> [What you will do]: Could you find every line in the entries below that holds the word "going" and copy it?

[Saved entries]
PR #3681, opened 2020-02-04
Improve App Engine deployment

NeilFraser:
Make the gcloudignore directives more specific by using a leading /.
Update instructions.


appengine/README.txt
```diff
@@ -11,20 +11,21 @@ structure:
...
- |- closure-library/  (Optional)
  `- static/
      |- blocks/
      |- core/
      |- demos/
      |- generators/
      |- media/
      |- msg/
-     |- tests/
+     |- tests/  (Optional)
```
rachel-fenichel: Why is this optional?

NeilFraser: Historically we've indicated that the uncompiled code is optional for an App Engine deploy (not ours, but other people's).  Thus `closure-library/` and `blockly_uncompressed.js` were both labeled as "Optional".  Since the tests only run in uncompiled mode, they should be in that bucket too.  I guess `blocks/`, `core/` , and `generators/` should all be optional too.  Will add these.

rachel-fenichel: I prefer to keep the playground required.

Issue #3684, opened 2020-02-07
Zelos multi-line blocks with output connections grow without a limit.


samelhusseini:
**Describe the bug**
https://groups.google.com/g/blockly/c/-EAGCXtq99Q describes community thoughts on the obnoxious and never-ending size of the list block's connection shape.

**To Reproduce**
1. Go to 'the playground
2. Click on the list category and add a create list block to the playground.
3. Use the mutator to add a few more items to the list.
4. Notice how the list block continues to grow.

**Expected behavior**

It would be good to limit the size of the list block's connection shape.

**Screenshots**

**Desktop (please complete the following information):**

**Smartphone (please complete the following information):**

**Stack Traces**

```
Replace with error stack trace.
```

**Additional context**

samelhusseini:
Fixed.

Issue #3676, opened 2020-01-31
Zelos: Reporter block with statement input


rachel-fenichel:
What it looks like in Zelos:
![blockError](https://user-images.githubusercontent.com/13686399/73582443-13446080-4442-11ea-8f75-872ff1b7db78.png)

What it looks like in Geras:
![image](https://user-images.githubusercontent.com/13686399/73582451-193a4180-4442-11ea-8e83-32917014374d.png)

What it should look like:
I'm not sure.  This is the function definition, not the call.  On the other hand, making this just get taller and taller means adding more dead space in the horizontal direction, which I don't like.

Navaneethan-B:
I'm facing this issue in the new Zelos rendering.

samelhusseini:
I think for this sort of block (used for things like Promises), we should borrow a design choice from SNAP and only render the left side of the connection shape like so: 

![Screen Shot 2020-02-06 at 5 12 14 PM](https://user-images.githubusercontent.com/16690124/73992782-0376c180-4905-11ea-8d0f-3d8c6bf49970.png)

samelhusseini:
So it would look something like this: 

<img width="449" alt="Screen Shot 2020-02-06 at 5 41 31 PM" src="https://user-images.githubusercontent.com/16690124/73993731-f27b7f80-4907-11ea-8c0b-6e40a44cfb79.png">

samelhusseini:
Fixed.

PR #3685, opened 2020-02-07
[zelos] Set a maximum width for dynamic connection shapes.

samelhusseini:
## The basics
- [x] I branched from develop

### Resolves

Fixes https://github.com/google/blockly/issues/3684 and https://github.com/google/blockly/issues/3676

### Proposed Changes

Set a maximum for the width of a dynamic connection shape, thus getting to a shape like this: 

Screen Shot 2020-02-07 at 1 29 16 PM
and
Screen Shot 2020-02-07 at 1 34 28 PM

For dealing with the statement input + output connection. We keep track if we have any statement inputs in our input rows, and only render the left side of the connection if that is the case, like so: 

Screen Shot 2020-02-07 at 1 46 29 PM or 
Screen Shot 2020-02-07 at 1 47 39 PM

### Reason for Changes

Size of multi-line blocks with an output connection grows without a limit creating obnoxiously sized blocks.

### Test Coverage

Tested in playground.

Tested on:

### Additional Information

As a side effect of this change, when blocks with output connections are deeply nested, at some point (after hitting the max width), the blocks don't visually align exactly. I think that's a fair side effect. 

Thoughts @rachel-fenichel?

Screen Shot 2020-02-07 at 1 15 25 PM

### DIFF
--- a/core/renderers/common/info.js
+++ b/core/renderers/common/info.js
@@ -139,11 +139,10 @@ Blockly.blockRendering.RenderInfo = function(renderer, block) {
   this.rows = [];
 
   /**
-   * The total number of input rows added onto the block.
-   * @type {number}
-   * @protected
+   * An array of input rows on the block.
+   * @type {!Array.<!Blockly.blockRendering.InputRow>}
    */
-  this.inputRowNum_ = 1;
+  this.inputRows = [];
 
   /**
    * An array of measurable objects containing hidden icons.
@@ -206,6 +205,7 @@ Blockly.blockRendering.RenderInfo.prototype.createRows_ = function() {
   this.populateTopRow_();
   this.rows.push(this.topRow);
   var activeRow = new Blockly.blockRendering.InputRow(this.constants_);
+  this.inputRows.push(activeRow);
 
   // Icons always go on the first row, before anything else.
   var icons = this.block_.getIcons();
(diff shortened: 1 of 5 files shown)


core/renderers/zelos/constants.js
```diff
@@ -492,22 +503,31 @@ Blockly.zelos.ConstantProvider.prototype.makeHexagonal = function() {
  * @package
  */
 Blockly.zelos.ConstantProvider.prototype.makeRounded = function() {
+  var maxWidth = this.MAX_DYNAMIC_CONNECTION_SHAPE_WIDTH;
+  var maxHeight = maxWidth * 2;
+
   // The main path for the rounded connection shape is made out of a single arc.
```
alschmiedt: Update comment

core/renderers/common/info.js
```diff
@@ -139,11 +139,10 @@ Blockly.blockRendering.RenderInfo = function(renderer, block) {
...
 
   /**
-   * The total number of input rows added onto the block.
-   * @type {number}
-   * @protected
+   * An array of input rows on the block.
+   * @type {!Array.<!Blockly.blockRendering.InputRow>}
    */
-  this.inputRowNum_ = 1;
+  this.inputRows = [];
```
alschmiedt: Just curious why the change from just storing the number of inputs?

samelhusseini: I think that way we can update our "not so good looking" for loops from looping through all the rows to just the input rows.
...
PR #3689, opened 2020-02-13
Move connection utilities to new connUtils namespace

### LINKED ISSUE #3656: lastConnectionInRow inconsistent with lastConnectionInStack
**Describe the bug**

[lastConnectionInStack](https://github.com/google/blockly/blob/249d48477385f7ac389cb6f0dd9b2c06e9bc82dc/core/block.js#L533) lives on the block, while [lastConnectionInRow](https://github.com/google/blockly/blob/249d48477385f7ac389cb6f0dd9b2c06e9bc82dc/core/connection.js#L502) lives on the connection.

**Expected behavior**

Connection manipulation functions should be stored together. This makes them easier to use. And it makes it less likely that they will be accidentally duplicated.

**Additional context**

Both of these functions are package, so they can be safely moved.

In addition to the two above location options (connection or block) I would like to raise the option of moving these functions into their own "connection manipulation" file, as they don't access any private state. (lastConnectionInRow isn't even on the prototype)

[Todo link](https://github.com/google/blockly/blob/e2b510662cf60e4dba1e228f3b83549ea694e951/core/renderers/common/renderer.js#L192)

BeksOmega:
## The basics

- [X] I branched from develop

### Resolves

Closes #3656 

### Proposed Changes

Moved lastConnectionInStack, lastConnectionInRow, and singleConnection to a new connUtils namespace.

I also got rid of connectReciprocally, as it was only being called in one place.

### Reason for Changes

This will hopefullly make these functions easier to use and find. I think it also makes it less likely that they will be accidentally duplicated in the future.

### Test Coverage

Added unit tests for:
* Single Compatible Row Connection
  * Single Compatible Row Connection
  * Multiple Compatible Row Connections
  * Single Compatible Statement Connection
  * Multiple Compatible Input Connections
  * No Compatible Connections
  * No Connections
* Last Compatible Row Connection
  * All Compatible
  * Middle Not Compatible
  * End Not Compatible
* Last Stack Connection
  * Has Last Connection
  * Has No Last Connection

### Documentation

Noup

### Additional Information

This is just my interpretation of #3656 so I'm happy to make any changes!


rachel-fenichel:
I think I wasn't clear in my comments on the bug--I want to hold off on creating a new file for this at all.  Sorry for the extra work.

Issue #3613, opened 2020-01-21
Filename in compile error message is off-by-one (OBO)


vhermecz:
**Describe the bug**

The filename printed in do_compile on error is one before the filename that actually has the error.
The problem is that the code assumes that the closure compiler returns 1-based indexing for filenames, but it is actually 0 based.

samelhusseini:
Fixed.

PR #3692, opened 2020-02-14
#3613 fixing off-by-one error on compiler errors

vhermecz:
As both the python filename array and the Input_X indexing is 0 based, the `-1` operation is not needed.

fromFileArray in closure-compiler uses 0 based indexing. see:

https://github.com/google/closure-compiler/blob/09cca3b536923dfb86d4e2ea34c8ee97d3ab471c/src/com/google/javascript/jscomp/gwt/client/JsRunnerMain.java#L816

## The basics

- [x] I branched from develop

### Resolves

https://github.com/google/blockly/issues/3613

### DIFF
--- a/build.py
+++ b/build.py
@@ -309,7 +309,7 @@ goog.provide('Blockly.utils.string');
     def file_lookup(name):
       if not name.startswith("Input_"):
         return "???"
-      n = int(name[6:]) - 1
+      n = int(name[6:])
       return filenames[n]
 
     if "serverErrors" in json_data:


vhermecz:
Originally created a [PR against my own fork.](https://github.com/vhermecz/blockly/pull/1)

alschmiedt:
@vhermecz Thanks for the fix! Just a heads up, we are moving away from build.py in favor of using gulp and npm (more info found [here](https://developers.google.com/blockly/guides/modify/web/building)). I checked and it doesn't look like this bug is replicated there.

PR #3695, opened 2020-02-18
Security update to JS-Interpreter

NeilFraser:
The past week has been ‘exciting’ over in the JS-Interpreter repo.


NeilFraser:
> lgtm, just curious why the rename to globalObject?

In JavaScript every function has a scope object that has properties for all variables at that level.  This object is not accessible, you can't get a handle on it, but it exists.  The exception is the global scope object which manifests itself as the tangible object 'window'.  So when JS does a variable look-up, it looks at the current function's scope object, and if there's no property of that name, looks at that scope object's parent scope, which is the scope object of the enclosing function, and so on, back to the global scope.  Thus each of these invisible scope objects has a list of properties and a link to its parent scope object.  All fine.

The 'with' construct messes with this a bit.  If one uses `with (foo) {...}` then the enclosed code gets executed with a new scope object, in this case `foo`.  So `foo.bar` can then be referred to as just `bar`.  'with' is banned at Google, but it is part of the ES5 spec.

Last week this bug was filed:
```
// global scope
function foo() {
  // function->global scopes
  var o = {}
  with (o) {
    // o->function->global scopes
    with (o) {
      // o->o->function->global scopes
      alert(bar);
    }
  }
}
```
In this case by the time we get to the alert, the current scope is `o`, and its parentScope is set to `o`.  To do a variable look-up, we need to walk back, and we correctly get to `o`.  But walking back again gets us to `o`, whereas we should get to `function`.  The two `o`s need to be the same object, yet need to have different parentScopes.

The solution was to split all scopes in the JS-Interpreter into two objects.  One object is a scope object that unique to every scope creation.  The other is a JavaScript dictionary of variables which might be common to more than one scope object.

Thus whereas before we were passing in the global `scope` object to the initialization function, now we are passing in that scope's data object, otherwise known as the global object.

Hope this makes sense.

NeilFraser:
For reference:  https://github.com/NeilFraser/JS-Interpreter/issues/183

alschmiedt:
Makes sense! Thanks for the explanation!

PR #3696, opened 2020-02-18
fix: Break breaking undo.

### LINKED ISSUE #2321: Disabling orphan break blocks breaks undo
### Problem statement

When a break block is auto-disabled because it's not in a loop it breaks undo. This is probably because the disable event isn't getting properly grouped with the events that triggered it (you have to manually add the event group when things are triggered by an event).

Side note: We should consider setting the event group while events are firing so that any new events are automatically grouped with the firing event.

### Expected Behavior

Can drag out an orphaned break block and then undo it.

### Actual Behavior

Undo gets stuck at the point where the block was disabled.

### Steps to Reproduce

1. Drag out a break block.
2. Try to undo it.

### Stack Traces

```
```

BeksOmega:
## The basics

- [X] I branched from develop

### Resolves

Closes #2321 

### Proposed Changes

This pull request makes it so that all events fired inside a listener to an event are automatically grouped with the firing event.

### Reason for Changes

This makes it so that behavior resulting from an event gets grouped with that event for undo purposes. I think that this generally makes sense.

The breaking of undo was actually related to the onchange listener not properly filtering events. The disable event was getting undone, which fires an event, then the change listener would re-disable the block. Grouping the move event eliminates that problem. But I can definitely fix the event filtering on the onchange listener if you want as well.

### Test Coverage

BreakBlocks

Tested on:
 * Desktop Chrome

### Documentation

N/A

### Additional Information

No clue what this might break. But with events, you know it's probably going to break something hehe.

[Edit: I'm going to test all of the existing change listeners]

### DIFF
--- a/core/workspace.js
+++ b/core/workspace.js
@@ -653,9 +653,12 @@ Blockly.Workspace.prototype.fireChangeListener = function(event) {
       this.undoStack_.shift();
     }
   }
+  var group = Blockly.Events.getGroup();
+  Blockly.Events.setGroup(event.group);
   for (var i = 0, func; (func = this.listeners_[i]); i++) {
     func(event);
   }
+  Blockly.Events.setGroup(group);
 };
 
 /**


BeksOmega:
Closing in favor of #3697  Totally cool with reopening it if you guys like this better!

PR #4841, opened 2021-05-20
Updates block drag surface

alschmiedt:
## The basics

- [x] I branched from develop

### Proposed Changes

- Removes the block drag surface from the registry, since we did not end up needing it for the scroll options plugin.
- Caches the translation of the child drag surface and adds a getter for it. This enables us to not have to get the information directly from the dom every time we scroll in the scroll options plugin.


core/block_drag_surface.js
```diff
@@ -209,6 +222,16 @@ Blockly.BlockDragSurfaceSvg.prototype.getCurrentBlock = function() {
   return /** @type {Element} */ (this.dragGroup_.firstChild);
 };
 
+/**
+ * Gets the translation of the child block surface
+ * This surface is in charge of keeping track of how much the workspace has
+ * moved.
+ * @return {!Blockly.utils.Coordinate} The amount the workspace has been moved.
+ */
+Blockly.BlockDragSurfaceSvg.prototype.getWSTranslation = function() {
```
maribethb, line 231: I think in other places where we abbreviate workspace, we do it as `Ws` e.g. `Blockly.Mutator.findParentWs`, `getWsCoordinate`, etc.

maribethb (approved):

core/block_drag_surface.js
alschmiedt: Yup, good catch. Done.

> [Response for this exercise]:
No clue what this might break. But with events, you know it's probably going to break something hehe.
[Edit: I'm going to test all of the existing change listeners]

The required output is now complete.